Work to complete
Output the entries verbatim, including every line.

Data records
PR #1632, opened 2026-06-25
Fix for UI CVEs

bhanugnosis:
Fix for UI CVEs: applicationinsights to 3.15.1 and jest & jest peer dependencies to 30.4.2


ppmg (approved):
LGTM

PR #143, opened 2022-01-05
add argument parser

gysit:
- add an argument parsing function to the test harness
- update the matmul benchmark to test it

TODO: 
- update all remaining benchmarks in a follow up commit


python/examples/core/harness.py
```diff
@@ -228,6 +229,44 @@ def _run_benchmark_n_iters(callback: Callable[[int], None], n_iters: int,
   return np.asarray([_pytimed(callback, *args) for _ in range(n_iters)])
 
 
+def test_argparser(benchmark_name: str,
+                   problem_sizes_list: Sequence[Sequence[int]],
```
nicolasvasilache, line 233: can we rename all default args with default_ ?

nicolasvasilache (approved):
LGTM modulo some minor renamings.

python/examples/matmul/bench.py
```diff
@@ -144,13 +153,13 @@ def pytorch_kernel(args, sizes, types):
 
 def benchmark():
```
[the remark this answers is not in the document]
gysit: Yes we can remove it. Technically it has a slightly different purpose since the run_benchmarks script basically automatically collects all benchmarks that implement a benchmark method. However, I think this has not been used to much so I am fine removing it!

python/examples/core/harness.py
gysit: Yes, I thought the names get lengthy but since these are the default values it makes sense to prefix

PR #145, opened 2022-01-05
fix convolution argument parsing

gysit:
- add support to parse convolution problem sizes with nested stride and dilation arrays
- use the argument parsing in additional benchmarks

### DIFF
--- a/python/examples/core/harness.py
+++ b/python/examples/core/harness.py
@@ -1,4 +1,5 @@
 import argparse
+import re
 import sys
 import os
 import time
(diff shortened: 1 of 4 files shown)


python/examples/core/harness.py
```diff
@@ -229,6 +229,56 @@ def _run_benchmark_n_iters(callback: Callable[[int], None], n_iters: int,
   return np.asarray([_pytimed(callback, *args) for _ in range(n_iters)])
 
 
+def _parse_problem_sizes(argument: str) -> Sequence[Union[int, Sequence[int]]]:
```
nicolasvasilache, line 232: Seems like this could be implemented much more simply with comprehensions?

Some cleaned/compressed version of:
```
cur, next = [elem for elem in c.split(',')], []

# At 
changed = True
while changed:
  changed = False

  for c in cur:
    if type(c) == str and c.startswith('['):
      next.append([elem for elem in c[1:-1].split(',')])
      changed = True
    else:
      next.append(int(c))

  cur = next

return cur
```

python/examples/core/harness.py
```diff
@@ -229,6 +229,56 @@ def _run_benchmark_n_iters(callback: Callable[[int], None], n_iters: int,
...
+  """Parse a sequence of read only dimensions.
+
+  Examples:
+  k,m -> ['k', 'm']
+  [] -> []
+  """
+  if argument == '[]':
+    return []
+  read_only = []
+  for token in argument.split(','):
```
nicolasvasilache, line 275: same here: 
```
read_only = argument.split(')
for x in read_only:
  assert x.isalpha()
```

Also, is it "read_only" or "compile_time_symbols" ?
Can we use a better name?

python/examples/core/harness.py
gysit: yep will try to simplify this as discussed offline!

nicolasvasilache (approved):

Task solution
PR #1632, opened 2026-06-25
Fix for UI CVEs

bhanugnosis:
Fix for UI CVEs: applicationinsights to 3.15.1 and jest & jest peer dependencies to 30.4.2


ppmg (approved):
LGTM

PR #143, opened 2022-01-05
add argument parser

gysit:
- add an argument parsing function to the test harness
- update the matmul benchmark to test it

TODO: 
- update all remaining benchmarks in a follow up commit


python/examples/core/harness.py
```diff
@@ -228,6 +229,44 @@ def _run_benchmark_n_iters(callback: Callable[[int], None], n_iters: int,
   return np.asarray([_pytimed(callback, *args) for _ in range(n_iters)])
 
 
+def test_argparser(benchmark_name: str,
+                   problem_sizes_list: Sequence[Sequence[int]],
```
nicolasvasilache, line 233: can we rename all default args with default_ ?

nicolasvasilache (approved):
LGTM modulo some minor renamings.

python/examples/matmul/bench.py
```diff
@@ -144,13 +153,13 @@ def pytorch_kernel(args, sizes, types):
 
 def benchmark():
```
[the remark this answers is not in the document]
gysit: Yes we can remove it. Technically it has a slightly different purpose since the run_benchmarks script basically automatically collects all benchmarks that implement a benchmark method. However, I think this has not been used to much so I am fine removing it!

python/examples/core/harness.py
gysit: Yes, I thought the names get lengthy but since these are the default values it makes sense to prefix

PR #145, opened 2022-01-05
fix convolution argument parsing

gysit:
- add support to parse convolution problem sizes with nested stride and dilation arrays
- use the argument parsing in additional benchmarks

### DIFF
--- a/python/examples/core/harness.py
+++ b/python/examples/core/harness.py
@@ -1,4 +1,5 @@
 import argparse
+import re
 import sys
 import os
 import time
(diff shortened: 1 of 4 files shown)


python/examples/core/harness.py
```diff
@@ -229,6 +229,56 @@ def _run_benchmark_n_iters(callback: Callable[[int], None], n_iters: int,
   return np.asarray([_pytimed(callback, *args) for _ in range(n_iters)])
 
 
+def _parse_problem_sizes(argument: str) -> Sequence[Union[int, Sequence[int]]]:
```
nicolasvasilache, line 232: Seems like this could be implemented much more simply with comprehensions?

Some cleaned/compressed version of:
```
cur, next = [elem for elem in c.split(',')], []

# At 
changed = True
while changed:
  changed = False

  for c in cur:
    if type(c) == str and c.startswith('['):
      next.append([elem for elem in c[1:-1].split(',')])
      changed = True
    else:
      next.append(int(c))

  cur = next

return cur
```

python/examples/core/harness.py
```diff
@@ -229,6 +229,56 @@ def _run_benchmark_n_iters(callback: Callable[[int], None], n_iters: int,
...
+  """Parse a sequence of read only dimensions.
+
+  Examples:
+  k,m -> ['k', 'm']
+  [] -> []
+  """
+  if argument == '[]':
+    return []
+  read_only = []
+  for token in argument.split(','):
```
nicolasvasilache, line 275: same here: 
```
read_only = argument.split(')
for x in read_only:
  assert x.isalpha()
```

Also, is it "read_only" or "compile_time_symbols" ?
Can we use a better name?

python/examples/core/harness.py
gysit: yep will try to simplify this as discussed offline!

nicolasvasilache (approved):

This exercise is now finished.